TASK TO CARRY OUT — In the data that follows, find the line with "PR #483, opened 2023-11-10"; transcribe it, every later line up to the one with "Thanks! Aside from", and that line as well, exactly and with no others.

--------------------------------------------------

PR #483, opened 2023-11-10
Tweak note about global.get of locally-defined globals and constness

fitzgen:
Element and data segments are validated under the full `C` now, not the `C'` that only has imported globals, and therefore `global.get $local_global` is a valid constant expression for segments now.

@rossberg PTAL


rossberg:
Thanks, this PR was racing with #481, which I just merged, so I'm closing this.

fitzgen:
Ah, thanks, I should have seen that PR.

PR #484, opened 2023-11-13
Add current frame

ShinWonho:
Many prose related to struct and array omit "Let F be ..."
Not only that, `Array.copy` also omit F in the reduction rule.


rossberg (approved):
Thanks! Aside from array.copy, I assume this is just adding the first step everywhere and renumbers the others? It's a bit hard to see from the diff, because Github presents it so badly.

--------------------------------------------------

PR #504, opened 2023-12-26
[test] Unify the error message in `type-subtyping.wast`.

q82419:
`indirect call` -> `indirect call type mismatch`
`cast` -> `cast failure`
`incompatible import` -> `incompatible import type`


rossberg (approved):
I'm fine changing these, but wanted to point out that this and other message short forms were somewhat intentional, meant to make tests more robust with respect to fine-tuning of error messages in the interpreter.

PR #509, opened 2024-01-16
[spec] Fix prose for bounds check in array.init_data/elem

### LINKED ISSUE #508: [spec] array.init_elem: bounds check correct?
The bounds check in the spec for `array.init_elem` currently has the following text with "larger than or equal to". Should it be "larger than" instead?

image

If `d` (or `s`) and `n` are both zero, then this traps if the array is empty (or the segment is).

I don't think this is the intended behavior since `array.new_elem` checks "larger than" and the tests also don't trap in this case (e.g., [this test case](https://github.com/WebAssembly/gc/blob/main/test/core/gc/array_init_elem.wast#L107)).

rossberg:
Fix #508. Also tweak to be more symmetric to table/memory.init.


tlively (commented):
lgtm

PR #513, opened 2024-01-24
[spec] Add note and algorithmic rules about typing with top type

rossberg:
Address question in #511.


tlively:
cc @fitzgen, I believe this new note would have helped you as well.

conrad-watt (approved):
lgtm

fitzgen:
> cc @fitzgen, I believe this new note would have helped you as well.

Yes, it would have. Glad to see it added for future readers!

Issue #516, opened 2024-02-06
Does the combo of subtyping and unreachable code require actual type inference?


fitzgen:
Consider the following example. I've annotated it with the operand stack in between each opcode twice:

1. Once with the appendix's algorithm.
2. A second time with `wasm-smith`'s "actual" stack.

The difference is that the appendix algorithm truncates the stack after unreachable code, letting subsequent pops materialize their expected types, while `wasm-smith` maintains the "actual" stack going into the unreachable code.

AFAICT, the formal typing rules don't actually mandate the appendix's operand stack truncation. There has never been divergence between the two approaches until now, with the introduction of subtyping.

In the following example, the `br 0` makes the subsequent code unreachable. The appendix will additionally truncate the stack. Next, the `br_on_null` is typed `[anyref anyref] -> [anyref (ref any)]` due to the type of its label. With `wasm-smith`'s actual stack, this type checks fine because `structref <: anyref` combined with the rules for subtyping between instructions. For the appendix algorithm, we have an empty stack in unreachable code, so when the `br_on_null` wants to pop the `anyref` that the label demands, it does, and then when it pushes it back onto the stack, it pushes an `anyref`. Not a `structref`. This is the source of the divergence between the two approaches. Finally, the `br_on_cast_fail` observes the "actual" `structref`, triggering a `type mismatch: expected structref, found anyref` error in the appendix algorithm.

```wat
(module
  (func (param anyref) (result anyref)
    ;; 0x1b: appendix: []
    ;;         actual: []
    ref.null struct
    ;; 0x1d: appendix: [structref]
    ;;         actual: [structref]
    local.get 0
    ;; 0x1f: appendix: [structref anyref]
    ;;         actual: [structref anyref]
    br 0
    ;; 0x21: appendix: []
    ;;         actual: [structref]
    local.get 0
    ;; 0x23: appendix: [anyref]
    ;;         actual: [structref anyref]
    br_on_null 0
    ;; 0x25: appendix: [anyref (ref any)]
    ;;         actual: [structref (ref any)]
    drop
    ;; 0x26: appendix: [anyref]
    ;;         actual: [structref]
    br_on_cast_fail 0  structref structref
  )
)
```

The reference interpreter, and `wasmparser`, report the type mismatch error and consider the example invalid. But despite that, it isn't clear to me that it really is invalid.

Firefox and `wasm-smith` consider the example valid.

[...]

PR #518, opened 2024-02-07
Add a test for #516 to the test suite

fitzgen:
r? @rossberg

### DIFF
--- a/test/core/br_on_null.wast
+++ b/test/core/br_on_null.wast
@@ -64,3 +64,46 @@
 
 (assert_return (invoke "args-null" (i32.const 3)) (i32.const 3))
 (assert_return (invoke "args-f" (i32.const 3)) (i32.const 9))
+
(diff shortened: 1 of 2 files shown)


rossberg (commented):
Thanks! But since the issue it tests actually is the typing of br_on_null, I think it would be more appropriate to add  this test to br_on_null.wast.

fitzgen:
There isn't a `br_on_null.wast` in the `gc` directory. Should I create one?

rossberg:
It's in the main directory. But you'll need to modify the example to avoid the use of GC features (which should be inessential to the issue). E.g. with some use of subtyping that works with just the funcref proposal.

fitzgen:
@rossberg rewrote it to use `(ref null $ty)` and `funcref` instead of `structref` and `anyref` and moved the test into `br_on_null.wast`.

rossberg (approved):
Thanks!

--------------------------------------------------

SOLUTION TO THE PROBLEM —
PR #483, opened 2023-11-10
Tweak note about global.get of locally-defined globals and constness

fitzgen:
Element and data segments are validated under the full `C` now, not the `C'` that only has imported globals, and therefore `global.get $local_global` is a valid constant expression for segments now.

@rossberg PTAL


rossberg:
Thanks, this PR was racing with #481, which I just merged, so I'm closing this.

fitzgen:
Ah, thanks, I should have seen that PR.

PR #484, opened 2023-11-13
Add current frame

ShinWonho:
Many prose related to struct and array omit "Let F be ..."
Not only that, `Array.copy` also omit F in the reduction rule.


rossberg (approved):
Thanks! Aside from array.copy, I assume this is just adding the first step everywhere and renumbers the others? It's a bit hard to see from the diff, because Github presents it so badly.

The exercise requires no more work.